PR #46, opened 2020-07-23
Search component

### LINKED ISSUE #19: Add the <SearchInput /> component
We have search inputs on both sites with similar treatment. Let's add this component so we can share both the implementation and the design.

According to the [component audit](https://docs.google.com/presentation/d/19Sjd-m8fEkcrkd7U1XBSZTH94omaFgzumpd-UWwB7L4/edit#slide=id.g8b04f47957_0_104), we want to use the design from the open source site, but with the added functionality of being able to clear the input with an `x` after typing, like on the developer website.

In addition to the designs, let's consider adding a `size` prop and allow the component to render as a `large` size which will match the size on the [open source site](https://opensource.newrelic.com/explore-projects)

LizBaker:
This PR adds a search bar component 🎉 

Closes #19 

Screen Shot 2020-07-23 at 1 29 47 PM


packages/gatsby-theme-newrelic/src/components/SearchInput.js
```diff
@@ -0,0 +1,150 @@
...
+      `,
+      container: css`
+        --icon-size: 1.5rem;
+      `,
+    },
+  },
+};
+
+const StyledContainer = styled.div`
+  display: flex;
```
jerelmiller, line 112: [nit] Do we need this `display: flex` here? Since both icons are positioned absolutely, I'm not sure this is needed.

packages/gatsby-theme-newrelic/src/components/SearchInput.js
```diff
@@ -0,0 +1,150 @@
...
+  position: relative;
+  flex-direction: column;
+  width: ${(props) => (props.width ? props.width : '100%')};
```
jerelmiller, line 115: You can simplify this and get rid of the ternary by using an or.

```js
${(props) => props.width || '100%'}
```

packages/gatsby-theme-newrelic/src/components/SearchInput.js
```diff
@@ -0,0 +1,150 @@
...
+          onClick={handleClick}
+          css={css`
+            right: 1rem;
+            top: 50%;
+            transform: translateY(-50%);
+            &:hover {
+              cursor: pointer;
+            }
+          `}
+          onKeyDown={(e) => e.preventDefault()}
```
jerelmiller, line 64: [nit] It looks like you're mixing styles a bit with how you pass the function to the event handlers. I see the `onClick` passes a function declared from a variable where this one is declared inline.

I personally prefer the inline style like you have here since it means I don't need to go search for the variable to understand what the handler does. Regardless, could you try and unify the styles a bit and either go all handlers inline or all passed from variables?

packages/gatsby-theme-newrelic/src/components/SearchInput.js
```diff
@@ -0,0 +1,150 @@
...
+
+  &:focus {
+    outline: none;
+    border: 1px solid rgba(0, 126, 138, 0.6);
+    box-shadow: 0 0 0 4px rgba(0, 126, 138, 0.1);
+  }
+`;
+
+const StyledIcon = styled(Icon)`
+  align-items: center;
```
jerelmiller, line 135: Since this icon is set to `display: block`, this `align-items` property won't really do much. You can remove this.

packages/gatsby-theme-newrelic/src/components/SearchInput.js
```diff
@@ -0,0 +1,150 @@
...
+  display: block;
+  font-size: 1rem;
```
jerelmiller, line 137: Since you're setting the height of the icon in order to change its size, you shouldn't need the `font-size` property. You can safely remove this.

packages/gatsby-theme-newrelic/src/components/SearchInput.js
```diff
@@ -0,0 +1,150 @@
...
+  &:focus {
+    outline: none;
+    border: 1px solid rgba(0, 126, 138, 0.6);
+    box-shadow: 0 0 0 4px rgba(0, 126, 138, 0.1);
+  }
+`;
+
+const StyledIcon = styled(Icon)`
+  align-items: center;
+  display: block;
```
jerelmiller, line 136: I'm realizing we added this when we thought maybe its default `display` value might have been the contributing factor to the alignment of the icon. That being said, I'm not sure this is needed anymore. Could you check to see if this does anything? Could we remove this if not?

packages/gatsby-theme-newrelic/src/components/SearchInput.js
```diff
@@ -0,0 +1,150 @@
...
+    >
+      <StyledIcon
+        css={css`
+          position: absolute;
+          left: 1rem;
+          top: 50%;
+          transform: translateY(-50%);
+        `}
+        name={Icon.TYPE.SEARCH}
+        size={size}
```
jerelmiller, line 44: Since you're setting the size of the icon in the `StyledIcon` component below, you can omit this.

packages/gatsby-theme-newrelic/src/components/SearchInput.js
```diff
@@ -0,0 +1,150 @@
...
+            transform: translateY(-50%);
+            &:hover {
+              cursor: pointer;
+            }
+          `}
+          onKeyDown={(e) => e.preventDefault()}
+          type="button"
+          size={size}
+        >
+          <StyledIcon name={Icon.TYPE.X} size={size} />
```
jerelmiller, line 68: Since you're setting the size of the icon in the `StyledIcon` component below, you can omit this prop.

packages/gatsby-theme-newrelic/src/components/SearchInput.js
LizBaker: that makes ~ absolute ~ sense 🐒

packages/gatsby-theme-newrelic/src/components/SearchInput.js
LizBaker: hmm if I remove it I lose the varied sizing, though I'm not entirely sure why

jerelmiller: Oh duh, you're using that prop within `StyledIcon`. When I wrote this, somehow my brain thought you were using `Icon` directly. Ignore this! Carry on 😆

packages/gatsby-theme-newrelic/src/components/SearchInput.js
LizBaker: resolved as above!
○ ○ ○ ○ ○
EXERCISE DETAILS
Wherever the word "variable" appears in the listing, copy the line that holds it.

OUTPUT FOR THIS EXERCISE
jerelmiller, line 64: [nit] It looks like you're mixing styles a bit with how you pass the function to the event handlers. I see the `onClick` passes a function declared from a variable where this one is declared inline.
I personally prefer the inline style like you have here since it means I don't need to go search for the variable to understand what the handler does. Regardless, could you try and unify the styles a bit and either go all handlers inline or all passed from variables?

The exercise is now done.